▶ [PROBLEM STATEMENT] The required result is each line of the entries below containing the string "dwffls".
======== STUDY MATERIAL ========
PR #515, opened 2025-07-01
Fix node name and port in diagnostic_remote_logging README

christophfroehlich:
There are some issues in the README, it took me some time to set everything up (in the end it worked fine!)

- the node name is different, resulting in the parameter yaml not being used
- yaml syntax forbids keys without values
- the telegraf input listener needs a different port if the influxdb still uses the default 8086

### DIFF
--- a/diagnostic_remote_logging/README.md
+++ b/diagnostic_remote_logging/README.md
@@ -2,7 +2,7 @@ General information about this repository, including legal information and known
 
 # The diagnostic_remote_logging package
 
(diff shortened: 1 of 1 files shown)


ct2034:
@dwffls can you please look into this

dwffls:
All these changes are indeed correct. Made some mistakes with the creation of the README. 
So feel free to merge these!

@christophfroehlich Thanks for catching these, and happy to hear that the rest works fine for you!

dwffls:
@christophfroehlich I'm unsure why your node name differs from what's expected. According to [this line](https://github.com/ros/diagnostics/blob/7021f83f92251d08c075a31fc5d8ada1928ee247/diagnostic_remote_logging/CMakeLists.txt#L44)  in the CMakeLists.txt, the executable name, and therefore the node name, should be `influx`.

It's possible that you're naming it differently in your launch file. Could you check this?

The rest of your edits are excellent improvements to the README.md and I'd be happy to merge them, provided the node name is changed back to `influx`.

ct2034:
@dwffls The node name at runtime is defined by this line https://github.com/ros/diagnostics/blob/7021f83f92251d08c075a31fc5d8ada1928ee247/diagnostic_remote_logging/src/influxdb.cpp#L42C9-L42C17
But come to think of it, I don't like the name a lot anyway. The name `influxdb` suggests, it is the database itself. What do you think about `influxdb_connector` or something like that?

ct2034 (approved):
Thanks for the fix :)

PR #545, opened 2025-12-02
Undefine ERROR macro when build on Windows

felixf4xu:
Undefine ERROR macro to build on Windows


ct2034 (changes requested):
1. Please open an issue and clearly describe the issue you are having. Including your OS version and all necessary steps
2. I will close this PR, because Error messages are an integral part of every ROS package and it builds in the CI as is.

PR #548, opened 2025-12-17
Add error percentage to cpu and ram monitor

sangteak601:
At the moment, it is not possible to configure `cpu_monitor` or `ram_monitor` to publish ERROR status. It would be good to have ERROR state. It would allow us to take actions before program exhibits unexpected behaviour.

Also, `cpu_monitor` was updated to compare threshold to average cpu usage rather than individual cpu usage. This is aligned with how `ram_monitor` works and makes more sense, as in most cases users are more interested in average usage than individual usage.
========
▶ [RESULT OF THIS EXERCISE]
@dwffls can you please look into this
dwffls:
dwffls:
@dwffls The node name at runtime is defined by this line https://github.com/ros/diagnostics/blob/7021f83f92251d08c075a31fc5d8ada1928ee247/diagnostic_remote_logging/src/influxdb.cpp#L42C9-L42C17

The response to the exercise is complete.